YOUR ASSIGNMENT |
Write the listing out again, exactly as it reads below.

THE RECORDS Start Marker

PR #1773, opened 2017-03-17
Use MaterialisingResponse for static resource responses

markus101:
#### Database Migration
NO

#### Description
Wraps responses for static resources in [MaterialisingResponse](https://github.com/NancyFx/Nancy/blob/master/src/Nancy/Responses/MaterialisingResponse.cs) so the response is properly calculated before returning to the client and the logs should the correct response (and `OnError` handling works in the pipeline).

THE RECORDS End Marker

RESULT |
PR #1773, opened 2017-03-17
Use MaterialisingResponse for static resource responses

markus101:
#### Database Migration
NO

#### Description
Wraps responses for static resources in [MaterialisingResponse](https://github.com/NancyFx/Nancy/blob/master/src/Nancy/Responses/MaterialisingResponse.cs) so the response is properly calculated before returning to the client and the logs should the correct response (and `OnError` handling works in the pipeline).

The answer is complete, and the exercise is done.